On Fri, 15 Apr 2011, Rafael J. Wysocki wrote:

> > > For example, there's no reason why the CPU cannot reorder things so that
> > > the "if (frozen(p))" is (speculatively) done before the "if (!freezing(p))"
> > > if there's only a compiler barrier between them.
> > 
> > That's true.  On an SMP system, smp_wmb() is identical to wmb(), so
> > there will be a true memory barrier when it is needed.  On a UP system,
> > reordering the instructions in this way will not change the final
> > result -- in particular, it won't break anything.
> > 
> > In your example, the two tests look at different flags in *p.  
> > Speculative reordering of the tests won't make any difference unless
> > one of the flags gets changed in between.  On a UP system, the only way
> > the flag can be changed is for the CPU to change it, in which case
> > the CPU would obviously know that the speculative result had to be
> > invalidated.
> 
> Note, however, that preemption may happen basically at any time, so the
> task that executes the two "if" statements can be preempted after it has
> loaded p->flags into a register and before it checks the TIF_FREEZE (if
> they are reordered).  In that case the p->flags (in memory) may be
> changed by another task in the meantime.

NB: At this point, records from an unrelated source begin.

PR #1391, opened 2016-10-18
add an extra falsehood: that phone numbers are numbers

DrHyde:
Oh god the data corruption horror that I have had to deal with when people forgot this.

---
This change is [Reviewable](https://reviewable.io/reviews/googlei18n/libphonenumber/1391)


FALSEHOODS.md
```diff
@@ -235,3 +235,10 @@ surprising how many false assumptions programmers continue to make about them.
     during, or after the actual implementation of numbering plan changes in the
     real world. The actual date on which a phone number range becomes active may
     not always adhere to official announcements.
+
+1.  **Phone numbers are numbers**
```
lararennie: Possible alternative titles:
"Phone numbers can be stored as numeric data types"
"Phone numbers can be treated as normal numbers"

Positioning:
I would put this after the "Users will only store phone numbers" one, since it is related in that if a user isn't storing a phone number then you *really* shouldn't treat it like a number.

FALSEHOODS.md
```diff
@@ -235,3 +235,10 @@ surprising how many false assumptions programmers continue to make about them.
...
+
+    Never try to store phone numbers in an int or any other kind of numeric
```
lararennie: nit: in -> as?

(also, ints are too small :) but we probably don't want to get into that.)

FALSEHOODS.md
```diff
@@ -235,3 +235,10 @@ surprising how many false assumptions programmers continue to make about them.
...
+    data type. You can't do arithmetic on them, and while 007, 07 and 7 are the
+    same number they are not necessary the same phone number. In some countries
+    a leading 0 is significant and forms part of the number itself.
```
lararennie: The last sentence should link to the falsehood we already have - A leading zero in numbers formatted for domestic usage can always be discarded when dialing from abroad

Also you should say "Moreover, a phone number may contain other diallable characters (see Phone numbers contain only digits) or an extension portion, dialled after waiting for a tone.

Without these points, I think people could think that storing the number in E164 format would work, since no phone number country calling code starts with a 0, and the + can be assumed.

FALSEHOODS.md
DrHyde: I agree about the positioning, so I'll move it. I prefer my title though - it's short and snappy, like in the list that (I assume) inspired this file: https://www.kalzumeus.com/2010/06/17/falsehoods-programmers-believe-about-names/

FALSEHOODS.md
DrHyde: good catch!

FALSEHOODS.md
DrHyde: Agreed.

FALSEHOODS.md
```diff
@@ -226,6 +226,17 @@ surprising how many false assumptions programmers continue to make about them.
...
+1.  **Phone numbers are numbers**
+
+    Never try to store phone numbers as an int or any other kind of numeric
+    data type. You can't do arithmetic on them, and while 007, 07 and 7 are the
+    same number they are not necessarily the same phone number - in some
+    countries a leading 0 is significant and forms part of the number itself
+    (see A leading zero in numbers formatted for domestic usage can always be
+    discarded when dialing from abroad). Moreover, a phone number may contain
+    other diallable characters (see Phone numbers contain only digits) or an
+    extension portion, dialled after waiting for a tone.
```
lararennie: We could also have the same tip here as line 173.

FALSEHOODS.md
```diff
@@ -226,6 +226,17 @@ surprising how many false assumptions programmers continue to make about them.
...
     to be a phone number, it should be stored as-is as entered by the user.
 
+1.  **Phone numbers are numbers**
+
+    Never try to store phone numbers as an int or any other kind of numeric
+    data type. You can't do arithmetic on them, and while 007, 07 and 7 are the
+    same number they are not necessarily the same phone number - in some
+    countries a leading 0 is significant and forms part of the number itself
+    (see A leading zero in numbers formatted for domestic usage can always be
+    discarded when dialing from abroad). Moreover, a phone number may contain
```
lararennie: I wish we could link easily to other parts of the doc; not sure how to do this though, so instead we could put the bit to see in italics just to make it read a bit better.

FALSEHOODS.md
lararennie: I see your point too, so ... okay :)

FALSEHOODS.md
DrHyde: Makes sense. There's one other (see blahblahblah) in the file so I'll italicize that too.

FALSEHOODS.md
DrHyde: OK

FALSEHOODS.md
lararennie: The other one isn't really needed, since it's actually a hyperlink (the xkcd one); but I don't care so to end the back and forth I will just accept this :)

lararennie:
Thank you very much for your contribution and for your prompt responses to comments!!!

That's okay, because on a UP system there's only one CPU involved.  

When the other task changes p->flags, the CPU will realize that the
register containing the speculative p->flags value is now invalid.  
This will force it to re-read p->flags before testing TIF_FREEZE.

In principle, the sequence of events is no different from single-line
code doing:

	p->a = 1;
	if (p->b)
		...
	if (p->a)
		...

No CPU is ever going to mess this up, even if it does speculatively
load p->a before executing any of the other statements.

A problem can arise only when the "p->a = 1" statement is executed by a 
_different_ CPU.  In that case the original CPU has no way to tell that 
the speculative value is invalid, so a memory barrier is needed to 
prevent the speculative load.

> > > I'm quite convinced that the statement "some CPUs can reorder instructions in
> > > such a way that a compiler barrier is not sufficient to prevent breakage" is
> > > correct.
> > 
> > No.  The correct statement is "Some CPUs can reorder instructions in 
> > such a way that a compiler barrier is not sufficient to prevent 
> > breakage on SMP systems."
> 
> That's if preemption is not taken into account.

It's true even with preemption.

Besides, if this helps to convince you, recall that the task-switch
code (i.e., the scheduler) contains its own memory barriers.  If one
task gets preempted by another, these barriers will defeat instruction
reordering across the preemption boundary.